Stored data

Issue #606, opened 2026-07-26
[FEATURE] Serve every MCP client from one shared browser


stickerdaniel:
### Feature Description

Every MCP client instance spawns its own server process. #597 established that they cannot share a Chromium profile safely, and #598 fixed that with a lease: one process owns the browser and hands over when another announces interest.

§ **WHAT THE TASK REQUIRES**
In the records above, locate the line that contains "[FEATURE] Serve every". Repeat it and every line after it, exactly, and nothing else.

§ **ANSWER SECTION**
[FEATURE] Serve every MCP client from one shared browser


stickerdaniel:
### Feature Description

Every MCP client instance spawns its own server process. #597 established that they cannot share a Chromium profile safely, and #598 fixed that with a lease: one process owns the browser and hands over when another announces interest.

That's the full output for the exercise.